Maycee Barber is going to do eveything in her power to make sure Mark Smith is not the referee in the biggest fight of her career this Saturday.

Barber looks to avenge the last loss of her career when she faces Alexa Grasso in a rematch at UFC Seattle this Saturday. The flyweight bout serves as the co-main event. Since the UFC 258 decision loss to Grasso in February 2021, Barber has won all seven of her octagon bouts.

It was the most recent fight that left Barber scratching her head. After missing nearly two years due to a health scare, Barber returned at UFC 323 this past December and picked up a win over Karine Silva. During the fight, Barber got blasted with an illegal upkick on the ground. Referee Mark Smith called it a “glancing blow” and ordered Barber to make a decision if she wanted to keep fighting, which led her to tell MMA Fighting in a past interview that she “doesn’t feel safe in there” with Smith as the referee.

Three months later, Barber is set to return and was asked if Smith would be the referee for her fight with Grasso.

“I sure as hell hope not,” Barber told MMA Fighting. “I am going to personally request that he is not the ref for my fight. I will personally throw an upkick, and if he DQ’s me, then I will personally file a complaint.

“No, I’m just kidding, but I will request that he’s not my ref. I don’t know [who the ref is] but thank you for reminding me to ask for him to not be my ref.”

Since the loss to Grasso, Barber has gone 7-0 inside the octagon, while Grasso, the former flyweight champ, enters a pivotal crossroad on a two-fight skid following dominant decision losses to Valentina Shevchenko and Natalia Silva.

Even though the first fight happened five years ago, Barber was able to take away some very key points that she can use to her advantage in the octagon this Saturday night.

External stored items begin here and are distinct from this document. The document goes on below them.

PR #9221, opened 2022-09-20
Preserve order of completion rules when generating completions

mqudsi:
This patch forces completions to be generated in the same order that they were declared (only relevant for completions that bypass sort, e.g. declared with the `-k` flag).

The arbitrary (reverse) sort order expected in `checks/complete.fish` when a bare `complete` is executed has been updated and a new test has been added verifying that `-k` completions for the same command with the same conditions respect their order of declaration.

 **If it's desirable for the output of a bare `complete` call (generating a list of all active completions) to be reverse-chronological, it can be iterated in reverse order without backing out this patch.**

As for the order of the completions generated when `tab` completing: IMHO, this is the intent for the majority of completions; I do not think many/most contributors expect that completions (especially those with `-k`) were actually being emitted in _reverse_ declared order.

@faho I've requested a review from you because a) IMHO this is now the correct order for `git checkout ^I` completions with changed files before tags and branches, etc. but I want to make sure that we're on the same page and defer to you here and b) this breaks the test for `checks/git.fish` and I'm not sure if the new output is  incorrect and indicative of something else gone wrong (this patch did change storage from `std::forward_list` to `std::vector`).

In particular, the final check `$fish -c 'complete -C "git diff -c"'` seems to expect no completions but now generates the following (unexpected) completions:

```
    -ca\tTreat all files as text <= no more checks
    -cB\tBreak complete rewrite changes into pairs of delete and create
    -cb\tIgnore changes in amount of whitespace
    -cC\tDetect copies as well as renames
    -cD\tOmit the preimage for deletes
    -cG\tLook for differences where <regex> matches the patch\'s added/removed lines
    -cM\tDetect and report renames
    -cR\tSwap inputs to create a reverse diff
    -cS\tLook for differences that change the number of occurrences of the string
    -cW\tShow whole surrounding functions of changes
    -cw\tIgnore whitespace when comparing lines
    -cz\tUse NULs as output field/commit terminators
    -cO\tControl the order in which files appear in the output
    -cl\tPrevents rename/copy detection when rename/copy targets exceed the given number
    -c1\tCompare the working tree with the \"base\" version
    -c2\tCompare the working tree with the \"our branch\"
    -c3\tCompare the working tree with the \"their branch\"
    -c0\tOmit diff output for unmerged entries and just show \"Unmerged\"
```

### DIFF
--- a/src/complete.cpp
+++ b/src/complete.cpp
@@ -76,7 +76,7 @@ static const wchar_t *C_(const wcstring &s) {
 static const wcstring &C_(const wcstring &s) { return s; }
 #endif
 
-/// Struct describing a completion option entry.
+/// Struct describing a completion rule for options to a command.
 ///
 /// If option is empty, the comp field must not be empty and contains a list of arguments to the
 /// command.
@@ -92,13 +92,13 @@ namespace {
 struct complete_entry_opt_t {
     // Text of the option (like 'foo').
     wcstring option;
-    // Type of the option: args-oly, short, single_long, or double_long.
+    // Type of the option: args-only, short, single_long, or double_long.
     complete_option_type_t type;
-    // Arguments to the option.
+    // Arguments to the option; may be a subshell expression expanded at evaluation time.
     wcstring comp;
     // Description of the completion.
     wcstring desc;
-    // Conditions under which to use the option.
+    // Conditions under which to use the option, expanded and evaluated at completion time.
     wcstring_list_t condition;
     // Determines how completions should be performed on the argument after the switch.
     completion_mode_t result_mode;
@@ -125,7 +125,7 @@ struct complete_entry_opt_t {
 static relaxed_atomic_t<unsigned int> k_complete_order{0};
 
 /// Struct describing a command completion.
-using option_list_t = std::forward_list<complete_entry_opt_t>;
+using option_list_t = std::vector<complete_entry_opt_t>;
 class completion_entry_t {
    public:
     /// List of all options.
@@ -139,15 +139,17 @@ class completion_entry_t {
     const option_list_t &get_options() const { return options; }
 
     /// Adds an option.
-    void add_option(complete_entry_opt_t &&opt) { options.push_front(std::move(opt)); }
+    void add_option(complete_entry_opt_t &&opt) { options.push_back(std::move(opt)); }
 
     /// Remove all completion options in the specified entry that match the specified short / long
     /// option strings. Returns true if it is now empty and should be deleted, false if it's not
     /// empty.
     bool remove_option(const wcstring &option, complete_option_type_t type) {
-        this->options.remove_if([&](const complete_entry_opt_t &opt) {
-            return opt.option == option && opt.type == type;
-        });
+        options.erase(std::remove_if(options.begin(), options.end(),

“The only things that I’ve taken away from that fight is that, No. 1, is that she was the better fighter that night, and, No. 2, is that she does not want to fight that girl that I was in the third round again because the fighter that she fought in the third round was the true fighter that I am,” Barber explained. “The girl she fought in the first two rounds, I don’t even recognize that person. I watched that fight back and I was like, ‘Who in the world was that?’ I didn’t even know who that was, and I was like, ‘What was I doing shadowboxing in those first two rounds?’ I laughed at myself. I’m like, what was that?

“To be honest, I was working with a team that literally had me for the entire camp, had me shadowboxing. It was the whole plan. They were like, ‘Do me a favor and just shadowbox.I want you to shadowbox in the rounds. I want you to punch the air, we want you to punch the air.’ And I was like, ‘Why am I doing this?’ That was part of the plan, was to punch the air, and I tried so hard for that fight to follow the plan, and I realized, I’m like, ‘That’s not me, like that is not me.’

“And when I realized that, I didn’t have success in that fight, I’m like, ‘I need to just say ‘F it and be me.’ And so in the third round when I said F it and be myself, that’s when I had success, and so that’s also when Grasso realized like, ‘I don’t want to fight that girl,’ and so had that been a five-round fight, I would have had way more success than than I did in a three-round fight.

“Also, I think that she got a taste of it, and I don’t think she liked it, and I’m excited to bring that back.”